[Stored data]
PR #395, opened 2017-01-09
Fix Daemon RPC command publish output

kaykurokawa:
The Daemon RPC command "publish" did not return the claim ID of the claim and fee when going through Publisher class (Publisher class only returned txid and nout).  

It was also returning the claim Id in a dictionary with the key "claimid" which was inconsistent with other claim functions which were using the key "claim_id". This requires lbryum patch : https://github.com/lbryio/lbryum/pull/70

Added comments on what the claim_name() function does in Wallet.py

### DIFF
--- a/lbrynet/core/Wallet.py
+++ b/lbrynet/core/Wallet.py
@@ -609,7 +609,21 @@ class Wallet(object):
             meta_for_return[k] = new_metadata[k]
         return defer.succeed(Metadata(meta_for_return))
 
+    """
+    Claim a name, update if name already claimed by user
+    @param name: name to claim
 
+    @param bid: bid amount
+
+    @param m: metadata
+
+    @return: Deferred which returns a dict containing below items
+        txid - txid of the resulting transaction
+        nout - nout of the resulting claim
+        fee - transaction fee paid to make claim
+        claim_id -  claim id of the claim
+
+    """
     def claim_name(self, name, bid, m):
         def _save_metadata(claim_out, metadata):
             if not claim_out['success']:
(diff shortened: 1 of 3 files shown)


jobevers:
Reassigning to grin as he's working on the API.

lbrynet/core/Wallet.py
```diff
@@ -609,7 +609,21 @@ def update_metadata(self, new_metadata, old_metadata):
...
+
+    @param m: metadata
+
+    @return: Deferred which returns a dict containing below items
+        txid - txid of the resulting transaction
+        nout - nout of the resulting claim
+        fee - transaction fee paid to make claim
+        claim_id -  claim id of the claim
+
+    """
```
jobevers: being pedantic, but I prefer the google style of docstrings, and most of lbrynet uses them.  

The google style is:

```Required short single line explanation.

Optional longer explanation

Args:
    name_of_argument: description

Returns: a description of what the function returns
```

More examples: http://sphinxcontrib-napoleon.readthedocs.io/en/latest/example_google.html

kaykurokawa: Other functions in Wallet.py does not use the google style. I'll fix the commenting style of this and other function in Wallet.py  in a seperate pull request.

jobevers: Fair point.  Sounds good to me.

lbrynet/lbrynet_daemon/Daemon.py
```diff
@@ -1686,7 +1686,7 @@ def jsonrpc_publish(self, p):
             'txid' : txid of resulting transaction if succesful
             'nout' : nout of the resulting support claim if succesful
             'fee' : fee paid for the claim transaction if succesful
-            'claimid' : claimid of the resulting transaction
+            'claim_id' : claimid of the resulting transaction
```
lyoshenka: is changing this key safe? it looks like `fee` and `claimid` were not return at all in the past, so they can't be in use anywhere, right?

lyoshenka:
If https://github.com/lbryio/lbry/pull/395#discussion_r96033190 is ok, then this is good to go

kaykurokawa:
It is not used in the web_ui or anywhere else in lbrynet

lyoshenka:
Cool. Merge it.

PR #399, opened 2017-01-11
Add open_file() RPC method

alexliebowitz:


lbrynet/lbrynet_daemon/Daemon.py
```diff
@@ -2174,6 +2174,27 @@ def jsonrpc_configure_ui(self, p):
...
+        Returns:
+            True, opens file
+        """
+        path = p['path']
+        if sys.platform == 'darwin':
+            d = threads.deferToThread(subprocess.Popen, ['open', path])
+        elif os.name == 'posix':
+            d = threads.deferToThread(subprocess.Popen, ['xdg-open', path])
+        elif sys.platform == 'win32':
+            d = threads.deferToThread(os.startfile, path)
```
jobevers: given that this code is nearly identical to `reveal` I'd like there to be some abstraction over the OS for this sort of thing. Its better to do the if statement in a factory that gives you back a class that allows the rest of the code to not care what OS we're on.

roughly

```
def file_factory(path):
    if sys.platform == 'darwin':
        return DarwinFile(path)
    ...

class DarwinFile(object):
    def open(self):
        <code to open>
    def reveal(self):
        <code to reveal>

etc
```

jobevers:
Reassigning to grin so that he can give feedback on how this fits into the renaming.

lyoshenka:
I agree - abstract the OS differences as much as possible. Also happy to combine this with reveal. Maybe it should be called `file_open` and it could take an `open_in_folder` option.

I'm also concerned about security here. Do we really want the daemon opening whatever it's told to open? Shouldn't it check that this is a file it knows about, that its in the downloads folder, etc.

lbrynet/lbrynet_daemon/Daemon.py
jackrobison: is deferToThread needed?

lbrynet/lbrynet_daemon/Daemon.py
```diff
@@ -2174,6 +2174,27 @@ def jsonrpc_configure_ui(self, p):
...
+        Instruct the OS to open a file.
+
+        Args:
+            'path': path of file to be opened
+        Returns:
+            True, opens file
+        """
+        path = p['path']
+        if sys.platform == 'darwin':
+            d = threads.deferToThread(subprocess.Popen, ['open', path])
```
jackrobison: is deferToThread needed?

alexliebowitz:
Re: Job's idea, both of us and Jeremy have kicked it around and we decided to split the difference--create a new module called something like file_utils with functions revea()l and open() that have separate switch statements.

lbrynet/lbrynet_daemon/Daemon.py
alexliebowitz: Job, Jeremy and me have kicked this around and we decided to split the difference: create a new module called something like file_utils with functions revea() and open() that have separate switch statements. A lot simpler than making three classes and a factory but still abstracts out the OS handling stuff.

alexliebowitz:
Re: Grin's security concerns, the best way to handle this would be to pass in a `(file name || sd_hash)` instead of a path.* This is a more intuitive API anyway.

\* Although Jack pointed out today that SD hash doesn't quite work as a unique ID for entries in the file manager; you could have 2 files with the same SD hash. Same with claim ID. We're now planning to create a new unique ID field that will replace SD hash in most API calls. Not sure if that will end up getting merged before this PR or not.

alexliebowitz:
Closing this, work continues in #410

PR #402, opened 2017-01-11
Bug Fix for ConnectionManager

jobevers:
Fixes https://app.asana.com/0/142330900434470/239832897034382

See the individual commits comments for more details.


lbrynet/core/client/DownloadManager.py
```diff
@@ -59,8 +58,8 @@ def check_stop(result, manager):
         d1.addBoth(check_stop, "progress manager")
         d2 = self.connection_manager.stop()
         d2.addBoth(check_stop, "connection manager")
-        dl = defer.DeferredList([d1, d2])
-        dl.addCallback(lambda xs: False not in xs)
+        dl = defer.DeferredList([d1, d2], fireOnOneErrback=True, consumeErrors=True)
```
jackrobison: Why the `fireOnOneErrback` and `consumeErrors`?

jobevers: Reconsidering - `fireOnOneErrback` should probably be False so that the other deferred (the one that didn't fail) can continue doing its thing. I'll fix that.

`consumeErrors` should be set, otherwise if, for example, `d1` fails the error will be unhandled by d1 (since there are no errbacks attached to d1) and will also get passed along to possible errbacks of `dl`.  `consumeErrors` helps prevent spurious 'Unhandled error in Deferred' messages.

lbrynet/lbryfilemanager/EncryptedFileDownloader.py
```diff
@@ -96,18 +100,15 @@ def _reupload(self):
...
+        log.debug('Stopping download for %s', self.sd_hash)
         # EncryptedFileSaver deletes metadata when it's stopped. We don't want that here.
-        d = EncryptedFileDownloader.stop(self, err=err)
+        yield EncryptedFileDownloader.stop(self, err=err)
         if change_status is True:
-            self.saving_status = True
-            d.addCallback(lambda _: self._save_status())
-            d.addCallback(lambda _: set_saving_status_done())
-        return d
+            self._saving_status = True
```
jobevers: will do

PR #404, opened 2017-01-12
Allow requests that match allowed-origin

jobevers:
Also @jackrobison can you explain what check_headers does that `access-control-allow-origin` doesn't protect against.


jobevers:
@jackrobison please comment on this

jackrobison:
@jobevers 
checking the headers in the server prevents incoming requests from having a non complying origin - although the request can still be forged. access-control is just for the browser.

jackrobison:
LGTM

jobevers:
linux tests passed

PR #406, opened 2017-01-13
add installation id, re-initialize lbryid on each start

jackrobison:


lbrynet/analytics/events.py
```diff
@@ -85,7 +85,7 @@ def _event(self, event, event_properties=None):
     def _properties(self, event_properties=None):
         event_properties = event_properties or {}
         properties = {
-            'lbry_id': self.lbryid,
+            'installation_id': self.installation_id,
```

#### [Activity]
The expected output is each line of the records above that includes the word "claimid".

#### [Expected output]
It was also returning the claim Id in a dictionary with the key "claimid" which was inconsistent with other claim functions which were using the key "claim_id". This requires lbryum patch : https://github.com/lbryio/lbryum/pull/70
-            'claimid' : claimid of the resulting transaction
+            'claim_id' : claimid of the resulting transaction
lyoshenka: is changing this key safe? it looks like `fee` and `claimid` were not return at all in the past, so they can't be in use anywhere, right?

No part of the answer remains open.